Removing duplicate values

Talend Data Fabric Getting Started Guide

EnrichVersion
6.1
EnrichProdName
Talend Data Fabric
task
Data Governance
Design and Development
Data Quality and Preparation
EnrichPlatform
Talend Studio

After analyzing the email and postal columns using simple statistics indicators, the analysis results show the number of duplicate records in the columns. You can generate a ready-to-use Job on the analysis results. This Job removes duplicate values in the selected column.

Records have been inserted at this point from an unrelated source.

PR #5761, opened 2021-10-16
Icons for Microsoft Edge

### LINKED ISSUE #5751: Microsoft Edge
- **Name:** Microsoft Edge
- **Description:**: Web browser by Microsoft
- **Website:** https://www.microsoftedgeinsider.com/en-us/
- **Icon Name:** `ms-edge`
- **Symlinks:** `Edge`,`microsoft-edge`, `microsoft-edge-beta`,`com.microsoft.Edge`
- **Desktop File:** `microsoft-edge-beta.desktop`
- **Original Icon:**

Credit to [Arjun](mailto:arjun6280414@gmail.com) for reporting this issue via email.

really-need-an-api-key:
Tried to keep it as aligned as possible.
Fixes #5751.

| --- | :-- | :-- |
| image | circle-ms-edge | square-ms-edge


palob:
Could you please try a more neutral (less saturated background), splitting the upper path into two parts for a smoother colour transition and adding shadows between the paths similar to the original icon?

really-need-an-api-key:
Not really sure how to split the upper part, so ended up doing this.
I think two parts would make for a too noticeable transition.
ms-edge
Looks better with 3 imo.
ms-edge-2
What do you reckon?

palob:
Yeah, splitting into 3 looks ace :+1:

really-need-an-api-key:
circle-ms-edge
square-ms-edge

palob:
Hi, can you please fix the alignment to something like this (facilitating new nodes).
This is just a quick and dirty sketch, paths below need tweaking as well, will take some fiddling.

alignment

Now with the new seperate paths there should be shadows for each.
Is it possible to keep the colourful impression of the original icon by colouring the tip according to the original icon?

Is it possible to have both baseplate and symbol brighter still?
While redesigning much of our existing icons I stumbled upon the fact that we've got too many rather dark icons so brighter ones are welcome.

really-need-an-api-key:
I've not changed the colours yet, but by shadows for each part do you mean in the marked areas?
image

Because I was thinking the three "gradient" parts are more of a "virtual" division rather than distinct parts, as there is no shadow cast by the green part onto itself in the original icon.

palob:
Yep, it's those marked areas I had in mind.
I think having differently coloured sections with and w/o shadows in between looks strange.

Now maybe there is a way to go back to the initial 3-colour icon by moving the colours closer together so there's no stark contrast to the bigger front part?
Maybe ditching the vivid green or the dark blue?

palob:
Twiddled a bit and this came out:
edge

Sorry for being that late.
@really-need-an-api-key Are you OK with me pushing this and merging?

really-need-an-api-key:
Sure

PR #5796, opened 2022-09-22
Add icon for Dark Echo

mrmeszaros:
| Original icon | Circle icon | Square icon | Banner |
| --- | :-- | :-- | --- |
| dark-echo original | dark-echo circle 192 | dark-echo square 192 | image |

A game about navigating through the dark.


palob (commented):
There's an ever so slight issue at the gradient. Stop color at the cottom should be ``#303030`` (L24) so the gradient spans from L20 to L24. 
By the way, are you perhaps using an older Inkscape version where the L range spans from 0 to 360 (instead of 0 to 100) so this might be a conversion error?

mrmeszaros:
I am a bit confused: the gradient goes from `#3d3d3d` to `#303030` (top to bottom).
Inkscape rounds `#303030` to L19.
I did a custom calculation: `#303030` is L18.82 says L20 would be `#333333` exactly.
Should I change it?

BTW my Inkscape is at: `Inkscape 1.2 (1:1.2.1+202207142221+cd75a1ee6d)`.

palob:
I've just checked this and we've got both in existing icons: ``#3d3d3d`` to ``#303030`` and ``#3d3d3d`` to ``#333333``.

The latter seems to be what was carried over from icons desgined according to our guidelines of a 10L gradient for the old 360 lightness scaling.

So I'd say let's change it to ``#333333``. I'll open a ticket to tackle this (low-priority) issue some time.

palob (approved):

PR #5798, opened 2022-09-30
Add icon for Moon Hunters

mrmeszaros:
Fixes #5427

| Banner | Circle icon | Square icon |
| --- | --- | --- |
| moon-hunters base | moon-hunters circle 384 | moon-hunters square 384 |

Colors seem a bit too bright, currently working on darker shades.
Also, am not fully satisfied with the hair - looking into alternate lining + maybe including that circle hair ornament.

PR #5803, opened 2022-10-09
Fix minor Moon Hunters icon issues

mrmeszaros:
This will fix some minor issues with the icon that were left out of PR #5798.

* better align hair line to the grid
* update the drop shadow to reflect the symbol outline changes
* remove unreferenced ids


palob (approved):
Oh, there was even more that slipped me. Thank you for the followup.

PR #5815, opened 2022-11-09
Add icon for 1password

mrmeszaros:
Original icon | Circle icon | Square icon
-- | -- | --
1password original 192 | 1password circle 192 | 1password square 192

This is a rework of, and so closes #5565.


palob (approved):
Thanks again.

To remove duplicate values from the email column:

  1. In the Profiling perspective, click Analysis Results at the bottom of the editor.

  2. In the Simple Statistics results of the email column, right-click the duplicate count bar in the chart and select Remove duplicates.

    The Integration perspective opens in the studio showing the generated Job with the corresponding components. For more information on such components, see Talend Components Reference Guide.

    The database input component and the tUniqueRow components are already configured according to your connection and the columns you are analyzing.

  3. Save the Job and press F6 to execute it.

    Duplicate values are written to the specified output database and file.

    You can follow the same procedure to remove duplicates from the postal column.

    For further information on using the Profiling perspective to identify and remove corrupt, incomplete or inaccurate data, see the chapter about data cleansing in Talend Studio User Guide.